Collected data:
######

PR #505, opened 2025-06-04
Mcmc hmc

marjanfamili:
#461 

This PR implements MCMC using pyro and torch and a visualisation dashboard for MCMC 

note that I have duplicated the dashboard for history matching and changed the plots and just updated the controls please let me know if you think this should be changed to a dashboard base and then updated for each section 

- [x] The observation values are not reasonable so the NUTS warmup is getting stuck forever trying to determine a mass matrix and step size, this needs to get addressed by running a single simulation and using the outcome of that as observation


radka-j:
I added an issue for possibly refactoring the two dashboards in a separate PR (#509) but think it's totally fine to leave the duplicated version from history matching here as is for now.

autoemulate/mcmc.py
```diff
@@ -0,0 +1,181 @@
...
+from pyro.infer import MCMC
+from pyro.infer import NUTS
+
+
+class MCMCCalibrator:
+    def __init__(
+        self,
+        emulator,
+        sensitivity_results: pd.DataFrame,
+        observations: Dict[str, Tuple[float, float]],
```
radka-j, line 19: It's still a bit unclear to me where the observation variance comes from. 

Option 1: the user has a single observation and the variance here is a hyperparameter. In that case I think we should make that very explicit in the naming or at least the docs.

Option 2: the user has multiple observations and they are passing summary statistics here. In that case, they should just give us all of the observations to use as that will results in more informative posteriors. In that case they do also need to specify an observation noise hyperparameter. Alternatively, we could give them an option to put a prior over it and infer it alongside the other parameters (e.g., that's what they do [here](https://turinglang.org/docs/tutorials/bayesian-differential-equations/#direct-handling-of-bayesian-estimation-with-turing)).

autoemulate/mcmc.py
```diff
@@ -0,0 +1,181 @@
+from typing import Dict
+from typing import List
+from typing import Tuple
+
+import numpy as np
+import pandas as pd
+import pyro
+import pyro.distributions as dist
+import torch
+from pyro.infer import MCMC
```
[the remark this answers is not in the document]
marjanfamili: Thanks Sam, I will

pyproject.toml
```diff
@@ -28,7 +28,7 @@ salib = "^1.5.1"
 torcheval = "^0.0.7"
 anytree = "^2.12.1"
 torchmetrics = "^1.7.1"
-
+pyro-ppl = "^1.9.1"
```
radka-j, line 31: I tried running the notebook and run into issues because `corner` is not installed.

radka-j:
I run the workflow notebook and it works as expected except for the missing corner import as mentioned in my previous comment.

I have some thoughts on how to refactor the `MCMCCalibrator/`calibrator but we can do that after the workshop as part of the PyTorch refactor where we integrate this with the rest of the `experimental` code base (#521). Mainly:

######

Your job is to return all lines above that hold the word "Tuple".

Solution for this exercise ::
+        observations: Dict[str, Tuple[float, float]],
+from typing import Tuple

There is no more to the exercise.